Antioxidant gel preserves islet function after pancreas removal

Researchers from Northwestern University have developed a new antioxidant biomaterial that could make life significantly easier for people suffering from chronic pancreatitis in the future.

Main conclusions of the study

The article “Phase-changing citrate macromolecule combats oxidative pancreatic islet damage, enables islet engraftment and function in the omentum” was published on June 7 in the journal Science Advances. p>

Before surgeons remove the pancreas from patients with severe, painful chronic pancreatitis, they first remove clusters of insulin-producing tissue called islets of Langerhans and transplant them into the liver's vascular system. The purpose of the transplant is to preserve the patient's ability to control blood glucose levels without insulin injections.

Unfortunately, this process destroys 50-80% of the islets, and a third of patients become diabetic after surgery. Three years after surgery, 70% of patients require insulin injections, which is accompanied by a number of side effects such as weight gain, hypoglycemia and fatigue.

New approach to transplantation

In a new study, scientists transplanted the islets of Langerhans into the omentum, a large, flat fatty tissue that covers the intestines, instead of the liver. To create a more favorable microenvironment for the islets, the researchers used an antioxidant and anti-inflammatory biomaterial that quickly turns from liquid to gel at body temperature.

Results of animal experiments

In experiments on mice and primates, the gel successfully prevented oxidative stress and inflammatory reactions, significantly improving the survival and functionality of transplanted islets. This is the first time a synthetic antioxidant gel has been used to preserve the functionality of transplanted islets.

"Although islet transplantation has improved in recent years, long-term results remain unsatisfactory," said Guillermo A. Ameer, who led the study. "Our new synthetic material creates a supportive microenvironment for islet function. When tested in animals, it was highly effective in restoring normal blood sugar levels."

Advantages of the new biomaterial

“With this new approach, we hope that patients will no longer be forced to choose between the pain of chronic pancreatitis and the complications of diabetes,” added Jacqueline Burke, first author of the study.

Role and prospects

For patients living without a pancreas, side effects such as managing blood sugar levels can be a lifelong problem. The islets of Langerhans help the body maintain control of blood sugar levels. Without functioning islets, people must frequently monitor their blood sugar and take insulin injections.

"Living without functional islets places a tremendous burden on patients," Burke said. "They have to learn how to count carbohydrates, dose insulin at the right time and constantly monitor glucose levels. This takes up a lot of their time and mental energy."

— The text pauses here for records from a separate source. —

PR #163, opened 2016-10-14
API changes entities

myronkscott:
Added reconfigure to EntityServerService so that implementors have an opportunity to transfer state of the entity to new reconfigured entity since reconfigure happens in the middle of entity execution.

Added ExecutionStrategy to deprecate `InvocationBuilder.requiresReplication()` since that call is mis-placed and mis-used by the platform.

Updated the pom files to reflect that the server is java 1.8 only.

### DIFF
--- a/entity-server-api/src/main/java/org/terracotta/entity/EntityServerService.java
+++ b/entity-server-api/src/main/java/org/terracotta/entity/EntityServerService.java
@@ -64,6 +64,30 @@ public interface EntityServerService<M extends EntityMessage, R extends EntityRe
   PassiveServerEntity<M, R> createPassiveEntity(ServiceRegistry registry, byte[] configuration);
   
   /**
+   * Reconfigure an existing entity during server execution.  Reconfigure call in the
+   * platform's entity API allows an entity to reconfigure in place, its instance in the 
+   * system.  Prior to the call of this method, the entities execution queue is flushed and 
+   * any subsequent messages are blocked until this call completes.  This call occurs only 
+   * under the MANAGEMENT_KEY concurrency key.  Implementations are allowed to either reconfigure
+   * in place and return the same instance of the entity or a new entity may be built if desired.
+   * 
+   * @param <AP> the entity type being reconfigured
+   * @param registry the service registry for the entity
+   * @param oldEntity the instance of the entity implementation being reconfigured
+   * @param configuration the new configuration of the entity
+   * @return An entity instance influenced by the new configuration
+   */
+  default <AP extends CommonServerEntity<M, R>> AP reconfigureEntity(ServiceRegistry registry, AP oldEntity, byte[] configuration) {
+    if (oldEntity instanceof PassiveServerEntity) {
+      return (AP)createPassiveEntity(registry, configuration);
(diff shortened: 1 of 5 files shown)


jd0-sag:
This change regarding the `ClientDescriptor` confuses me.  I will probably need some nuance explained to me (I assume it is something regarding the default method uses).  Other than that, the commit fixing the compilation issues should be squashed into the commits which introduced that problem so we don't have an unstable hole in the version history.

entity-server-api/src/main/java/org/terracotta/entity/EntityServerService.java
```diff
@@ -64,12 +64,51 @@
...
+   * under the MANAGEMENT_KEY concurrency key.  Implementations are allowed to either reconfigure
+   * in place and return the same instance of the entity or a new entity may be built if desired.
+   * 
+   * @param <AP> the entity type being reconfigured
+   * @param registry the service registry for the entity
+   * @param oldEntity the instance of the entity implementation being reconfigured
+   * @param configuration the new configuration of the entity
+   * @return An entity instance influenced by the new configuration
+   */
+  default <AP extends CommonServerEntity<M, R>> AP reconfigureEntity(ServiceRegistry registry, AP oldEntity, byte[] configuration) {
```
ljacomet: Surprised that this is considered ok while the discussions around passive entity becoming active could not happen with such a hand over.
What is the fundamental difference between the two?

myronkscott: This does not involve a major state transition of the server.  Connected clients and the invoke queue can be assured to be consistent during the reconfigure call.  With failover, we are dealing with a major state transition of the server where the availability of clients can change during transition.  

Having said that, I am not 100% comfortable with this addition to the API.  I think an option may be to remove reconfigure and force removal and re-creation of entities to produce a similar result.  Coupled with some of the discussions around higher level entity management, this may be a better solution.

myronkscott: Also, restart and failover consistency would be broken if we added such a call for failover.

monitoring-support/src/main/java/org/terracotta/monitoring/PlatformClientFetchedEntity.java
```diff
@@ -36,13 +35,13 @@
 
   public String clientIdentifier;
   public String entityIdentifier;
-  public transient ClientDescriptor clientDescriptor;
+  public transient Object clientDescriptor;
```
myronkscott: @mathieucarbou : can you check to make sure you don't use the client ClientDescriptor here by direct access?

mathieucarbou: Yes we do rely on this field by direct access, and, moreover, we rely on its type also. Why this change ?

myronkscott: Java6/8 madness.  I will go with a more invasive change.  Confirm please that you are using these objects only server-side and java8?

PR #561, opened 2016-10-30
Fix a bunch of warnings. 

neheb:
Also added more warnings to the Makefile.

Note: -Wundef errors with the OpenCL Headers. That's been fixed upstream but 'git submodule update' sets up an old version. git submodule update --remote pulls the latest.


jsteube:
@neheb Can you fix those please: cc1: error: unrecognized command line option ‘-Wfloat-conversion’

PR #563, opened 2016-10-31
More cleanups

neheb:
Since GCC now sees a few functions as format string functions, new warnings have popped up. I fixed several but many more remain.

### DIFF
--- a/include/bitops.h
+++ b/include/bitops.h
@@ -6,12 +6,12 @@
 #ifndef _BITOPS_H
 #define _BITOPS_H
 
-u32 rotl32 (const u32 a, const u32 n);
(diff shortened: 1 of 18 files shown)


jsteube:
Please don't use **attribute** ((const)) and **attribute**((pure)) it makes the code kind of hard to read.
But I liked the **attribute** ((format (printf, 2, 3))) and hand-merged it.
I also hand-merged your changes related to fix the issue that are visible due to this.
I had to use -Wformat-zero-length because the empty string in event_log_*() has a special meaning.
Thanks!

neheb:
I remember GCC warning me about another function that needs the printf but the call was to vsnprintf so I was unsure how to apply it.

PR #570, opened 2016-11-04
Fix file locking (again).

magnumripper:
I added file locking in #177 but unfortunately it's been completely ruined since. First, lock_file() isn't even called anymore for pot file writing (which is what really **needs** locking).

Second (and much less of a problem), the lock_file() function was modified in 27bec8b so it's no longer signal safe. Why? The while loop in my original code wasn't something I made up just for lulz. It has to be there.

This fixes both issues.

### DIFF
--- a/src/debugfile.c
+++ b/src/debugfile.c
@@ -8,6 +8,7 @@
 #include "memory.h"
 #include "event.h"
 #include "debugfile.h"
+#include "locking.h"
 
 static void debugfile_format_plain (hashcat_ctx_t *hashcat_ctx, const u8 *plain_ptr, const u32 plain_len)
 {
@@ -109,6 +110,13 @@ int debugfile_init (hashcat_ctx_t *hashcat_ctx)
     if (debugfile_ctx->fp == NULL)
     {
       event_log_error (hashcat_ctx, "Could not open debug-file for writing");
+
+      return -1;
+    }
+
+    if (lock_file (debugfile_ctx->fp) == -1)
+    {
+      event_log_error (hashcat_ctx, "%s: %s", debugfile_ctx->filename, strerror (errno));
 
       return -1;
     }
--- a/src/dictstat.c
+++ b/src/dictstat.c
@@ -8,6 +8,7 @@
 #include "memory.h"
 #include "event.h"
 #include "dictstat.h"
+#include "locking.h"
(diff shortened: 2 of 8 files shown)


jsteube:
I guess that must have been going under while I was refactoring everything, sorry. It didn't happen intentionally. 

I'm wondering, you're locking the files, but never unlock them. Do you think it's ok?

magnumripper:
Sure, closing a file implicitly unlocks it. In fact, unlocking before close would be a race condition unless you flush before unlocking.

magnumripper:
In fact I think there's more room for improvement: You should ideally open your session file at start of run, then lock it and never close it (I think that's not the case right now) until actually exiting. This way there's no chance you accidentally start another session with same name (or default name) and end up with some **one** of them actually saved (the one that happened to write last). This is how JtR was made some 20 years ago and it has saved many many hours of cut/paste mistakes...

magnumripper:
I'll produce a PR for you to review and test.

magnumripper:
I realized I had missed one instance, added now.

jsteube:
> You should ideally open your session file at start of run, then lock it and never close it (I think that's not the case right now) until actually exiting

If it's not the case, I will rewrite it to do that because that's the expected behaviour. I'll do that after the merge.

## 

Are you planing to add something to this or can I merge already?

magnumripper:
> Are you planing to add something to this or can I merge already?

I'm pretty sure it's fine right now. I haven't tested it as much as I did #177 though.

jsteube:
OK I merged, the compiler complains about the following when compiling for windows:

```
In file included from src/logfile.c:11:0:
src/logfile.c: In function ‘logfile_append’:
include/locking.h:23:28: warning: statement with no effect [-Wunused-value]
 #define lock_file(dummy)   0
                            ^
src/logfile.c:54:3: note: in expansion of macro ‘lock_file’
   lock_file (fp);
   ^
```

Can you try to find a different solution?

magnumripper:
I don't do windows at all ever. What if you change it to

``` c
#define lock_file(dummy) void dummy
```

magnumripper:
...no that will probably not be better. Perhaps we should #ifdef all calls to (un)lock_file instead. Or just that call.

Issue #568, opened 2016-11-04
Don't use $HEX[deadbabe] for UTF-8


magnumripper:
Virtually every user of Hashcat is running a UTF-8 capable terminal, right? Personally I'd much appreciate not getting $HEX[deadcafe] output for perfectly fine UTF-8 strings. This goes for pot files as well as screen output. I can make a PR but I thought we'd discuss details first:

I propose we add a UTF-8 test but keep the "printable ASCII" test, and add some option for which of them to use. I'd personally vote for using the UTF-8 test by default. BTW in some cases where we *know* hashes can't be made from UTF-8 (eg. LM), we'd auto-disable it and fall back to the "printable ASCII" test.

See also #567.

jsteube:
I think I can agree _if_ we find a way to tell if a string is a valid UTF-8 string. For example $HEX[00003030] surely is not. In such a case we should stick to $HEX[...]. Is there any easy way to check this?

magnumripper:
Sure, that's the base of the idea. I already have that code in use elsewhere and it's proven to work like a champ. For extremely short (eg. two bytes) passwords consisting of random binary data there's a slight chance of mis-interpreting - but actually there's not much harm there either. Once you realise this is the case you can always re-encode it. No data is lost! For lengths of 3-4 bytes already, the risk of mis-interpreting is really slim. For real-life passwords, it practically never happens.

Having said that, I think it's a good idea to "blacklist" LM from this default behaviour since we know it's never ever made of UTF-8 but from an "OEM codepage" like CP850. Same goes for 40-bit RC4 brute-force as in eg. oldoffice.

jsteube:
merged, thanks!

PR #571, opened 2016-11-05
Change need_hexify so it optionally tests for printable UTF-8. See #568

magnumripper:
Here's code for #568. Currently it falls back to ASCII for the LM format only (possibly a few other formats could be added, and maybe even a command line option although I see no need for one).

### DIFF
--- a/src/convert.c
+++ b/src/convert.c
@@ -7,17 +7,84 @@
 #include "types.h"
 #include "convert.h"
 
-bool need_hexify (const u8 *buf, const int len)
+static bool printable_utf8 (const u8 *buf, const int len)
+{
+  u8 a;
+  int length;
+  const u8 *buf_end = buf + len;
+  const u8 *srcptr;
+  const char trailingBytesUTF8[64] = {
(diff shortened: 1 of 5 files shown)


src/convert.c
```diff
@@ -7,17 +7,84 @@
...
+static bool printable_ascii (const u8 *buf, const int len)
 {
   for (int i = 0; i < len; i++)
   {
     const u8 c = buf[i];
 
-    if (c < 0x20) return true;
-    if (c > 0x7f) return true;
+    if (c < 0x20) return false;
+    if (c > 0x7e) return false;
```
magnumripper, line 72: Note that 0x7f is not printable!

jsteube:
I'll merge this. I'll maybe change the check for LM and move it to here:

https://github.com/hashcat/hashcat/blob/master/src/interface.c#L17428-L17443

and add an option like OPTS_TYPE_PT_NO_UTF8 to mark those algorithms. Thanks for that check, saves me alot of headache checking for it :)

magnumripper:
Yeah a format flag is the way to go, that'll be perfect.

Issue #572, opened 2016-11-06
Support skip and limit options for mask file


Ins1ghtLabs:
It would be great if hashcat would support using skip and limit options per mask for mask file.
For example:

line 1 : ?l?l?l?l?l?d?l?l?l?l,100000,10000000
line 2 : ?u?u?l?l?l?l?l?l?l?l,1000000,500000
...

This would allow better distribution to be carried by splitting masks with large keyspace into smaller chunks and evenly distribute the work load using mask files.

Ins1ghtLabs:
Seems I need to somehow add additional parser in mpsp.c and change status_ctx->words_off and 
status_ctx->words_base when the job is starting.

Ins1ghtLabs:
Pull request:
https://github.com/hashcat/hashcat/pull/574

magnumripper:
What's the reason you ended up using `|` instead of `,`? Just curious.

Ins1ghtLabs:
@magnumripper because it's easier to use '|' than ',' , so I won't have to write code to figure out whether that part is a custom charset or mask or skip/limit number, or touch the mask parsing logic.

jsteube:
I don't like this alot, because it creates some inbalance. It would enable to set -s and -l for an iterated attack, but only for one special. For example, this would not work to set -s and -l for a folder full of wordlists, which hashcat supports and which is also an iterated attack.

OTOH I don't see a reason how this helps in a distributed solution. In such a scenario, there should be no iterated attack at all, because it becomes hard to control.

Ins1ghtLabs:
"For example, this would not work to set -s and -l for a folder full of wordlists, which hashcat supports and which is also an iterated attack."

Which attack mode is this? can you elaborate?

jsteube:
Like, every attack that support wordlist also supports wordlist folders, except -a1. 

See here:

```
root@sf:~/hashcat# cat hash
7f306bca1a462127e59b9154599c443a
root@sf:~/hashcat# cat wordlist1.txt 
word1
root@sf:~/hashcat# cat wordlist2.txt 
word2
root@sf:~/hashcat# ./hashcat hash *.txt --quiet                       
7f306bca1a462127e59b9154599c443a:word2 
root@sf:~/hashcat# 
```

That means if we change support for -s and -l we should change it for all attack modes, otherwise this creates confusion. 

[...]

PR #574, opened 2016-11-08
Add support for skip and limit in mask file.

Ins1ghtLabs:
For example:

line1: ?u?d?d?d?u?d?d?d|30000|20000

30000 is the skip value and 20000 is the limit value. You may also only specify the skip value such as ?u?d?d?d?u?d?d?d|30000. No behavior will change if you leave the mask as before.

### DIFF
--- a/src/mpsp.c
+++ b/src/mpsp.c
@@ -1410,7 +1410,8 @@ int mask_ctx_parse_maskfile (hashcat_ctx_t *hashcat_ctx)
 {
   mask_ctx_t     *mask_ctx     = hashcat_ctx->mask_ctx;
   user_options_t *user_options = hashcat_ctx->user_options;
-
+  status_ctx_t  *status_ctx=hashcat_ctx->status_ctx;
+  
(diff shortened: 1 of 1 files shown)


Ins1ghtLabs:
Well, the delimiter '|' can't be escaped, therefore it can't be used in any inline charsets or masks. Although '|' is very rarely used anywhere, which is the reason why use it as the delimiter.

jsteube:
Can you please explain why do you need this feature at all?

Ins1ghtLabs:
Without this feature, hashcat can only distribute the workload one mask at a time, if the hash file is large, it takes a long time to restart because it has to reload the hash file into memory and map them  again.  By pre-calculating keyspaces and ECDs of all masks in a mask file before hand, we can divide heavier masks into smaller workloads and generate mask files with equal workload mask files  then assign these files to the worker nodes. We can also tailor workloads to different sizes to suit worker nodes that have different performance.

jsteube:
See https://github.com/hashcat/hashcat/issues/572 for discussion

PR #576, opened 2016-11-10
Add hex charset (?h) to mpsp

unix-ninja:
Just making it easier to do hex masks since they can be often used.


jsteube:
Nice, thanks!

Issue #603, opened 2016-11-20
Clang analyzer take 2


neheb:
https://dl.dropboxusercontent.com/u/102011983/hashcat.tar.xz

Interestingly enough, VERIFY_PTR also fools clang into thinking it's a file descriptor.

jsteube:
How can I reproduce this?

neheb:
My full command line is,

scan-build -enable-checker alpha.core.BoolAssignment -enable-checker alpha.core.CallAndMessageUnInitRefArg -enable-checker alpha.core.CastSize -enable-checker alpha.core.CastToStruct -enable-checker alpha.core.DynamicTypeChecker -enable-checker alpha.core.FixedAddr -enable-checker alpha.core.IdenticalExpr -enable-checker alpha.core.PointerArithm -enable-checker alpha.core.SizeofPtr -enable-checker alpha.core.TestAfterDivZero -enable-checker alpha.core.TestAfterDivZero -enable-checker alpha.deadcode.UnreachableCode -enable-checker alpha.security.ArrayBound -enable-checker alpha.security.ArrayBoundV2 -enable-checker alpha.security.MallocOverflow -enable-checker alpha.security.ReturnPtrRange -enable-checker alpha.security.taint.TaintPropagation -enable-checker alpha.unix.cstring.BufferOverlap -enable-checker alpha.unix.cstring.NotNullTerminated -enable-checker alpha.unix.cstring.OutOfBounds -enable-checker alpha.unix.Stream -enable-checker alpha.unix.SimpleStream make

As of now, 55 warnings show up. The last two checkers are responsible for the VERIFY_PTR issue. Interestingly enough, if those get disabled, other warnings such as unreachable code ones also disappear.

jsteube:
Yeah I kind of run into the same problems here. For example, I wanted to
examine the divide by zero problem reported (which in the html looks
more like a bug in scan-build itself) but when I'm selecting only
"alpha.core.TestAfterDivZero" the problem disappears. We have to be very
careful with some of this stuff.

jsteube:
I've reduced what scan-build calls "bugs" to a short number. The remaining ones are files handles that need to stay open during the session, so this is not an error.

Please close the issue if that's fine for you.

Thanks for the input anyway, this is good stuff.

neheb:
I actually left out a checker in that command line: alpha.core.PointerSub

[...]

PR #604, opened 2016-11-20
Some fixes from #603

neheb:
I am not completely sure about sizeof(*binary). Googling indicates the result should be the same.

### DIFF
--- a/src/folder.c
+++ b/src/folder.c
@@ -148,7 +148,7 @@ char *first_file_in_directory (const char *path)
 
     #endif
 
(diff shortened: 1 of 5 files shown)


matrix:
@neheb, "sizeof(*binary)" it's not good for me and not only ...
Have you tried running hashcat after apply these patches?

jsteube:
Be careful of this trap, it's actually not a bug. This is some weird AMD OpenCL runtime error, they actually want the size of the pointer address. Let's continue on https://github.com/hashcat/hashcat/issues/603

PR #609, opened 2016-11-21
add missing includes for FreeBSD

lifanov:
These were lost during refactoring and found again
in preparation for port update to upcoming 3.20.


jsteube:
Thanks!

PR #618, opened 2016-11-27
Fixed event_log_warning() format in debug builds

matrix:
Fixed:

```
src/opencl.c:3480:149: warning: format specifies type 'unsigned long long' but the argument has type 'size_t' (aka 'unsigned long') [-Wformat]
      if (user_options->quiet == false) event_log_warning (hashcat_ctx, "SCRYPT tmto optimizer value set to: %u, mem: %" PRIu64, scrypt_tmto_final, size_scrypt);
                                                                                                                      ~~~                           ^~~~~~~~~~~
src/opencl.c:3808:144: warning: format specifies type 'long' but the argument has type 'off_t' (aka 'long long') [-Wformat]
          if (user_options->quiet == false) event_log_warning (hashcat_ctx, "* Device #%u: Kernel %s (%ld bytes)", device_id + 1, cached_file, cst.st_size);
                                                                                                      ~~~                                      ^~~~~~~~~~~
                                                                                                      %lld
src/opencl.c:3827:142: warning: format specifies type 'long' but the argument has type 'off_t' (aka 'long long') [-Wformat]
        if (user_options->quiet == false) event_log_warning (hashcat_ctx, "* Device #%u: Kernel %s (%ld bytes)", device_id + 1, source_file, sst.st_size);
                                                                                                    ~~~                                      ^~~~~~~~~~~
                                                                                                    %lld
src/opencl.c:4012:142: warning: format specifies type 'long' but the argument has type 'off_t' (aka 'long long') [-Wformat]
        if (user_options->quiet == false) event_log_warning (hashcat_ctx, "* Device #%u: Kernel %s (%ld bytes)", device_id + 1, cached_file, cst.st_size);
                                                                                                    ~~~                                      ^~~~~~~~~~~
                                                                                                    %lld
src/opencl.c:4154:142: warning: format specifies type 'long' but the argument has type 'off_t' (aka 'long long') [-Wformat]
        if (user_options->quiet == false) event_log_warning (hashcat_ctx, "* Device #%u: Kernel %s (%ld bytes)", device_id + 1, cached_file, cst.st_size);
                                                                                                    ~~~                                      ^~~~~~~~~~~
                                                                                                    %lld
5 warnings generated.
```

Problems with the current method

But unfortunately, the current standard of islet care often leads to poor results. After surgery to remove the pancreas, surgeons isolate the islets and transplant them into the liver through portal vein infusion. This procedure has several common complications. Islets in direct contact with the bloodstream undergo an inflammatory response, more than half of the islets die, and transplanted islets can cause dangerous blood clots in the liver. For these reasons, doctors and researchers sought an alternative transplant site.

New approach using citrate solution

To protect the islets and improve outcomes, Ameer turned to a platform of citrate biomaterials with antioxidant properties developed in his laboratory. In cell cultures, both mouse and human islets stored in citrate gel remained viable much longer than islets in other solutions. When exposed to glucose, the islets secreted insulin, demonstrating normal functionality.

Integration into fabrics

After three months, the body had reabsorbed 80-90% of the biocompatible gel, and by this point it was no longer needed. "What was surprising was that the islets regenerated blood vessels," Ameer said. "The body has created a network of new blood vessels to connect the islets to the body. This is an important breakthrough because the blood vessels keep the islets alive and healthy."

Ameer next plans to test the hydrogel in animal models over a longer period of time. He also noted that the new hydrogel could be used for various cell replacement therapies, including stem cells for the treatment of diabetes.